═══ Material provided

PR #406, opened 2022-06-21
Clarify current stability guarantees

tigrannajaryan:
This PR captures the _current_ understanding of stability guarnatees.
I want to make sure it is explicitly visible until we make a decision
on https://github.com/open-telemetry/opentelemetry-proto/issues/400

The most likely outcome of https://github.com/open-telemetry/opentelemetry-proto/issues/400
is going to be stronger than current definition of "Stable.

### DIFF
--- a/README.md
+++ b/README.md
@@ -39,13 +39,35 @@ All messages                         | Alpha    |
 (See [maturity-matrix.yaml](https://github.com/open-telemetry/community/blob/47813530864b9fe5a5146f466a58bd2bb94edc72/maturity-matrix.yaml#L57)
 for definition of maturity levels).
 
-Note that maturity guarantees apply only to wire-level compatibility for the binary
-Protobuf serialization. Neither message, field, nor enum names of Protobuf messages
-are visible on the wire and are not considered part of the guarantees. We are free
-to make a change to the names.
+## Stability Definition
 
-In the future when OTLP/JSON is declared stable, field names will also become part of
-the maturity guarantees, since field names are visible on the wire for JSON encoding.
+Components marked `Stable` provide the following guarantees:
+
+- Field types will not change.
+- Field numbers will not change.
+- Numbers assigned to enum choices will not change.
+- Service names and service package names will not change.
+- Service operation names, parameter and return types will not change.
+
+The following changes are allowed:
+
+- Message names may change.
+- Field names may change.
+- Enum names may change.
+- Enum choice names may change.
+- The location of messages and enums, i.e. whether they are declared at the top
+  lexical scope or nested inside another message may change.
+- Package names may change.
+- Directory structure, location and the name of the files may change.
+
+Note that none of the above allowed changes affects the binary wire representation.
+
+No guarantees are provided whatsoever about the stability of the code that
+is generated from the .proto files by any particular code generator.
+
+In the future when OTLP/JSON is declared stable, several of the changes that
+are currently allowed will become disallowed since they are visible on the wire
+for JSON encoding.
 
 ## Experiments
 


bogdandrutu (approved):
Be clear that by "now" it means the time when "JSON" is alpha.

README.md
```diff
@@ -39,13 +39,33 @@ All messages                         | Alpha    |
...
 
-In the future when OTLP/JSON is declared stable, field names will also become part of
-the maturity guarantees, since field names are visible on the wire for JSON encoding.
+Components marked `Stable` provide the following guarantees:
+
+- Field types will not change.
+- Field numbers will not change.
+- Numbers assigned to enum choices will not change.
+- Service names and service package name will not change.
+- Service operation names, parameters names and types will not change.
```
bogdandrutu, line 50: Why params name (actually what is the param name)?

```proto
service LogsService {
  // For performance reasons, it is recommended to keep this RPC
  // alive for the entire life of the application.
  rpc Export(ExportLogsServiceRequest) returns (ExportLogsServiceResponse) {}
}
```

tigrannajaryan: Hmm, not names. It should be parameter and return types. Fixed.

tigrannajaryan:
> Be clear that by "now" it means the time when "JSON" is alpha.

@bogdandrutu I have this in the text:
```
In the future when OTLP/JSON is declared stable, several of the changes that
are currently allowed will become disallowed since they are visible on the wire
for JSON encoding.
```

Are you looking for more?

README.md
```diff
@@ -39,13 +39,33 @@ All messages                         | Alpha    |
...
-Protobuf serialization. Neither message, field, nor enum names of Protobuf messages
-are visible on the wire and are not considered part of the guarantees. We are free
-to make a change to the names.
+## Stability Definition
 
-In the future when OTLP/JSON is declared stable, field names will also become part of
-the maturity guarantees, since field names are visible on the wire for JSON encoding.
+Components marked `Stable` provide the following guarantees:
+
+- Field types will not change.
```
arminru, line 46: Is the "optional" attribute considered part of the type?

README.md
```diff
@@ -39,13 +39,33 @@ All messages                         | Alpha    |
...
+- Field numbers will not change.
+- Numbers assigned to enum choices will not change.
+- Service names and service package names will not change.
+- Service operation names, parameter and return types will not change.
+
+The following changes are allowed:
```
arminru, line 52:
```suggestion
The following changes are allowed as they do not affect the binary wire representation:
```
To clarify that this does not break anything (for readers not closely familiar with protobuf).

arminru (approved):

README.md
```diff
@@ -39,13 +39,33 @@ All messages                         | Alpha    |
...
+
+- Message names may change.
+- Field names may change.
+- Enum names may change.
+- Enum choice names may change.
```
pirgeo, line 57: Is it possible to add more Enum values? Above it just says `- Numbers assigned to enum choices will not change.`, which would still be fulfilled if adding more choices, right?

README.md
bogdandrutu: I would say no.

jack-berg (approved):

README.md
```diff
@@ -39,13 +39,33 @@ All messages                         | Alpha    |
...
+## Stability Definition
 
-In the future when OTLP/JSON is declared stable, field names will also become part of
-the maturity guarantees, since field names are visible on the wire for JSON encoding.
+Components marked `Stable` provide the following guarantees:
+
+- Field types will not change.
+- Field numbers will not change.
+- Numbers assigned to enum choices will not change.
+- Service names and service package names will not change.
```
reyang, line 49: What does "service package name" mean?

README.md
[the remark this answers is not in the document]
tigrannajaryan: I think we should go with UNDEFINED. That's by default how I think about our specs. If it is not specified then it is undefined and can become defined later.

README.md
pirgeo: Sounds good, do we need to call it out in the list of allowed changes? This is also somewhat related to @reyang's [comment](https://github.com/open-telemetry/opentelemetry-proto/pull/406#discussion_r908634739), as it would be UNDEFINED if we don't add it.

README.md
tigrannajaryan: Done.

tigrannajaryan:
I am merging this since I believe it is an improvement over the current state. If further improvements are desirable please submit new PRs.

══════

**Exercise details:**
Each line of the listing is to be printed again, unchanged.

**Solution to the problem:**
PR #406, opened 2022-06-21
Clarify current stability guarantees

tigrannajaryan:
This PR captures the _current_ understanding of stability guarnatees.
I want to make sure it is explicitly visible until we make a decision
on https://github.com/open-telemetry/opentelemetry-proto/issues/400

The most likely outcome of https://github.com/open-telemetry/opentelemetry-proto/issues/400
is going to be stronger than current definition of "Stable.

### DIFF
--- a/README.md
+++ b/README.md
@@ -39,13 +39,35 @@ All messages                         | Alpha    |
 (See [maturity-matrix.yaml](https://github.com/open-telemetry/community/blob/47813530864b9fe5a5146f466a58bd2bb94edc72/maturity-matrix.yaml#L57)
 for definition of maturity levels).
 
-Note that maturity guarantees apply only to wire-level compatibility for the binary
-Protobuf serialization. Neither message, field, nor enum names of Protobuf messages
-are visible on the wire and are not considered part of the guarantees. We are free
-to make a change to the names.
+## Stability Definition
 
-In the future when OTLP/JSON is declared stable, field names will also become part of
-the maturity guarantees, since field names are visible on the wire for JSON encoding.
+Components marked `Stable` provide the following guarantees:
+
+- Field types will not change.
+- Field numbers will not change.
+- Numbers assigned to enum choices will not change.
+- Service names and service package names will not change.
+- Service operation names, parameter and return types will not change.
+
+The following changes are allowed:
+
+- Message names may change.
+- Field names may change.
+- Enum names may change.
+- Enum choice names may change.
+- The location of messages and enums, i.e. whether they are declared at the top
+  lexical scope or nested inside another message may change.
+- Package names may change.
+- Directory structure, location and the name of the files may change.
+
+Note that none of the above allowed changes affects the binary wire representation.
+
+No guarantees are provided whatsoever about the stability of the code that
+is generated from the .proto files by any particular code generator.
+
+In the future when OTLP/JSON is declared stable, several of the changes that
+are currently allowed will become disallowed since they are visible on the wire
+for JSON encoding.
 
 ## Experiments
 


bogdandrutu (approved):
Be clear that by "now" it means the time when "JSON" is alpha.

README.md
```diff
@@ -39,13 +39,33 @@ All messages                         | Alpha    |
...
 
-In the future when OTLP/JSON is declared stable, field names will also become part of
-the maturity guarantees, since field names are visible on the wire for JSON encoding.
+Components marked `Stable` provide the following guarantees:
+
+- Field types will not change.
+- Field numbers will not change.
+- Numbers assigned to enum choices will not change.
+- Service names and service package name will not change.
+- Service operation names, parameters names and types will not change.
```
bogdandrutu, line 50: Why params name (actually what is the param name)?

```proto
service LogsService {
  // For performance reasons, it is recommended to keep this RPC
  // alive for the entire life of the application.
  rpc Export(ExportLogsServiceRequest) returns (ExportLogsServiceResponse) {}
}
```

tigrannajaryan: Hmm, not names. It should be parameter and return types. Fixed.

tigrannajaryan:
> Be clear that by "now" it means the time when "JSON" is alpha.

@bogdandrutu I have this in the text:
```
In the future when OTLP/JSON is declared stable, several of the changes that
are currently allowed will become disallowed since they are visible on the wire
for JSON encoding.
```

Are you looking for more?

README.md
```diff
@@ -39,13 +39,33 @@ All messages                         | Alpha    |
...
-Protobuf serialization. Neither message, field, nor enum names of Protobuf messages
-are visible on the wire and are not considered part of the guarantees. We are free
-to make a change to the names.
+## Stability Definition
 
-In the future when OTLP/JSON is declared stable, field names will also become part of
-the maturity guarantees, since field names are visible on the wire for JSON encoding.
+Components marked `Stable` provide the following guarantees:
+
+- Field types will not change.
```
arminru, line 46: Is the "optional" attribute considered part of the type?

README.md
```diff
@@ -39,13 +39,33 @@ All messages                         | Alpha    |
...
+- Field numbers will not change.
+- Numbers assigned to enum choices will not change.
+- Service names and service package names will not change.
+- Service operation names, parameter and return types will not change.
+
+The following changes are allowed:
```
arminru, line 52:
```suggestion
The following changes are allowed as they do not affect the binary wire representation:
```
To clarify that this does not break anything (for readers not closely familiar with protobuf).

arminru (approved):

README.md
```diff
@@ -39,13 +39,33 @@ All messages                         | Alpha    |
...
+
+- Message names may change.
+- Field names may change.
+- Enum names may change.
+- Enum choice names may change.
```
pirgeo, line 57: Is it possible to add more Enum values? Above it just says `- Numbers assigned to enum choices will not change.`, which would still be fulfilled if adding more choices, right?

README.md
bogdandrutu: I would say no.

jack-berg (approved):

README.md
```diff
@@ -39,13 +39,33 @@ All messages                         | Alpha    |
...
+## Stability Definition
 
-In the future when OTLP/JSON is declared stable, field names will also become part of
-the maturity guarantees, since field names are visible on the wire for JSON encoding.
+Components marked `Stable` provide the following guarantees:
+
+- Field types will not change.
+- Field numbers will not change.
+- Numbers assigned to enum choices will not change.
+- Service names and service package names will not change.
```
reyang, line 49: What does "service package name" mean?

README.md
[the remark this answers is not in the document]
tigrannajaryan: I think we should go with UNDEFINED. That's by default how I think about our specs. If it is not specified then it is undefined and can become defined later.

README.md
pirgeo: Sounds good, do we need to call it out in the list of allowed changes? This is also somewhat related to @reyang's [comment](https://github.com/open-telemetry/opentelemetry-proto/pull/406#discussion_r908634739), as it would be UNDEFINED if we don't add it.

README.md
tigrannajaryan: Done.

tigrannajaryan:
I am merging this since I believe it is an improvement over the current state. If further improvements are desirable please submit new PRs.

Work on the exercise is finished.